# TCP Port 10000



## pfiltz (Jan 20, 2005)

I have an application on the 2003 server that wants to use port 10000, to have the clients communicate or connect through. The application keeps booting them off of it during the day. I've spoken with their tech support and as a "temp" workaround, where running the app on the client side through a mapped drive letter configuration.

I ran some software this morning from my desktop, which will let me try to connect to any given port number I desire to the host 10.2.0.10 [server]. It fails on any port I throw in. I can't find a service that's turned off on the 2003 server or a place where I can manage port numbers.

The server is new install of 2003 on the box, so by default, it could blocking port access...

I'm stumped, as this is a bit over my head. I did find this, which was kind of helpful about port numbers...

http://en.wikipedia.org/wiki/List_of_TCP_and_UDP_port_numbers


----------



## StumpedTechy (Jul 7, 2004)

If things are failing connecting to a port from a workstation have you verified the server has the firewall off, or that the firewall has been configured right?


----------



## pfiltz (Jan 20, 2005)

The firewall in the control panel is off, as well as firewall entry in services... I actually stopped it, and disabled it.. this a.m.


----------



## StumpedTechy (Jul 7, 2004)

Is the PC you are using to port scan on the same subnet/switch as the server? Could there be anything else in the middle that is blocking it?


----------



## pfiltz (Jan 20, 2005)

Very small network. Yes, my PC is on the same subnet as the server, and the Domain Controller. The only other thing I can think of is the HP Switch. 

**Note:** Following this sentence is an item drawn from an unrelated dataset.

PR #1252, opened 2022-02-09
YAML Config for Downloadable Assets

esfoobar-usds:
Fixes #1107, or at least gets us prepared for it, but also related to #1215.

Happy to get some initial feedback. The territories tab is not part of the initial version, but this PR already writes the downloadable CSV completely driven by the YAML config file.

I did a netstat -a and got these results..

ctive Connections

Proto Local Address Foreign Address State
TCP systemax:epmap systemax.southernsource.com:0 LISTENING
TCP systemax:microsoft-ds systemax.southernsource.com:0 LISTENING
TCP systemax:1050 systemax.southernsource.com:0 LISTENING
TCP systemax:netbios-ssn systemax.southernsource.com:0 LISTENING
TCP systemax:netbios-ssn 10.2.0.5:1046 ESTABLISHED
TCP systemax:netbios-ssn PFILTZ:1072 ESTABLISHED
TCP systemax:microsoft-ds GFCLERK:1067 ESTABLISHED
TCP systemax:microsoft-ds CONTROLLER:1077 ESTABLISHED
TCP systemax:1068 024-027-250-088.southeast.rr.com:http CLOSE_WAI
T
TCP systemax:1696 SQLSERVER:netbios-ssn TIME_WAIT
TCP systemax:1697 SQLSERVER:epmap ESTABLISHED
TCP systemax:1698 SQLSERVER:1026 ESTABLISHED
TCP systemax:5152 systemax.southernsource.com:0 LISTENING
UDP systemax:microsoft-ds *:*
UDP systemax:isakmp *:*
UDP systemax:1053 *:*
UDP systemax:2967 *:*
UDP systemax:ipsec-msft *:*
UDP systemax:38293 *:*
UDP systemax:ntp *:*
UDP systemax:netbios-ns *:*
UDP systemax:netbios-dgm *:*
UDP systemax:ntp *:*
UDP systemax:1025 *:*
UDP systemax:1040 *:*
UDP systemax:1101 *:*

When I run this command on a SBS that is 3 years old or older, I get TONS of ports listening...

Why is this 2003 server only listing 6 or so... Is there some service that needs to be turned on, that I'm missing?


----------